Во время осады Нарвы Меншиков выписал «девиц» в лагерь письмом от 26-го июля; и они немедленно отправились в путь.
Это была одна из многих поездок такого рода, предпринятых отважными подругами Петра и Меншикова; и нередко жалуясь на тоску разлуки, они сами просили вызвать их. Посещение многолюдного лагеря, при любви царя к веселью и неизбежным пирам, было особенно заманчиво для девиц, после затворнической жизни, которую они вели в Москве, в отсутствие своих высоких покровителей. Во многих походах они следовали за армией в обозе и находились по близости военных действий или в самом лагере. Ни зимние морозы, ни распутица и плохие дороги, ни болезнь и беременность Екатерины не мешали их спешным переездам с места на место.
В поверженной Нарве Екатерина встретила шведских офицеров во главе с полковником Гейненом, в полку которого служил её муж, Иоган Крузе.
Офицеры спрашивали Екатерину: «Не желает ли она возвратиться к своему мужу? На что она ответила, что Иоган может делать как хочет, она же не желает не только жить с ним, но и видеть его, так как в настоящее время владеет всем, чего только княгиня могла пожелать».
Известие это вполне достоверно, потому что здесь приведены подлинные слова полковника М.П. фон-Гейнена, из документа , выданного им 12-го июля 1706 года, по прошению фурьера Иогана Крузе, который хлопотал у своего начальства о формальном разводе с женой Екатериной, взятой в плен русскими при Мариенбурге, для вступления в брак с Софьей Рихтер.
Ответ Екатерины, очевидно вполне искренний, наглядно рисует её душевное состояние данного момента. Воспитанная из милости Глюком, недавняя пленница и служанка Арсеньевой, считала великим для себя благополучием неожиданную милость царя, которая дала ей все земные блага: сытую праздную жизнь, роскошь и любимые ею наряды и драгоценности.
Но положение её было настолько шаткое, что нужно было иметь много ума и характера, чтобы удержать его; и Екатерина шаг за шагом в течение многих лет добивалась этой цели и достигла её.
По случаю взятия прибалтийских городов царь и Меншиков прибыли в Москву на торжества.
Вслед за ними вернулись из Нарвы и девицы Арсеньевы с Толстой и Екатериной Крузе, у которой вскоре родился первенец, названный Петром, а именно в октябре 1704 года.
Едва ли в это время Пётр чувствовал особенную привязанность к молодой пленнице, в виду неизмеримой нравственной и умственной разницы между ними.
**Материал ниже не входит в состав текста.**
PR #1282, opened 2022-03-15
add tag for the final batch of blocks in a sync

### LINKED ISSUE #1273: When sending final block sync bundle, indicate if the last batch of blocks is 'final'

joecaswell:
deduplicate block send code
fixes #1273 depends on helium/proto#125

### DIFF
--- a/src/handlers/blockchain_sync_handler.erl
+++ b/src/handlers/blockchain_sync_handler.erl
@@ -125,7 +125,7 @@ handle_data(client, Data0, #state{blockchain=Chain, path=Path, gossiped_hash=Gos
             ?SYNC_PROTOCOL_V1 -> Data0;
             ?SYNC_PROTOCOL_V2 -> zlib:uncompress(Data0)
         end,
-    #blockchain_sync_blocks_pb{blocks=BinBlocks} =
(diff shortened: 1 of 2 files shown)


src/handlers/blockchain_sync_handler.erl
```diff
@@ -139,8 +139,12 @@ handle_data(client, Data0, #state{blockchain=Chain, path=Path, gossiped_hash=Gos
             %% nothing was plausible, see if it has anything else
             {noreply, State, blockchain_sync_handler_pb:encode_msg(#blockchain_sync_req_pb{msg={response, true}})};
         HighestPlausible ->
-            lager:info("Eagerly re-gossiping ~p", [blockchain_block:height(HighestPlausible)]),
-            blockchain_gossip_handler:regossip_block(HighestPlausible, SwarmTID),
+            case Final of
```
Vagabond, line 142: So one thing we'd know now is that if we see the Final flag but we haven't seen the block with `GossipedHash` we know that this peer has more blocks (or that more blocks exist generally) and we can keep syncing immediately?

Но рождение сына должно было скрепить эту связь, судя по сохранившемуся отрывку шуточного письма Петра, от начала марта 1705 года, в котором проглядывает сердечное отношение к первенцу Екатерины, которого у него никогда не было к законному старшему сыну, Алексею.
Пётр уже второй месяц в Воронеже, весь поглощён любимым делом, строить и спускать суда; но мысль о новорождённом сыне не оставляет его. Получив известие, что Арсеньевы с Екатериной собираются в Витебск к Меншикову, он просит не покидать его сына и позаботиться о нём:
... «Изредка веселюсь. Да, пожалуйста, матушка, не покиньте моего Петрушка. Матушки мои, пожалуйста, прикажите зделать сыну моему платье и как вы изволите ехать и вы пожалуйста прикажите, чтобы ему было пить-есть довольно. Да пожалуйста, государыни мои, поклонитесь от меня Александру Даниловичу, а в том ваша немилость, что ко мне писать не изволите о своём здравии».
Затем Пётр двинулся с войсками к Митаве и после 17-дневной осады 2-го сентября взял столицу Курляндии, о чём немедленно написал в Москву Ромадановскому. Екатерине Крузе он сообщил о своей победе особым письмом и изъявил желание видеть её...
Екатерина Крузе, вернувшись из лагеря в Москву с Арсеньевыми, летом 1705 года, по-прежнему поселилась с ними, в доме Меншикова, где у ней родился второй сын Павел, о котором упомянуто в коллективном послании «девиц» от 6-го октября.
В 1706 году Екатерина Крузе находилась Нарве при Петре, который оттуда оправился в Петербург и взял с собою Екатерину и поместил её на Троицкой площади в доме Меншикова.
Пётр прожил в С.-Петербурге всю весну и часть лета, и только в июне поехал в Смоленск, откуда вместе с Меншиковым и «девицами» отправился в Киев.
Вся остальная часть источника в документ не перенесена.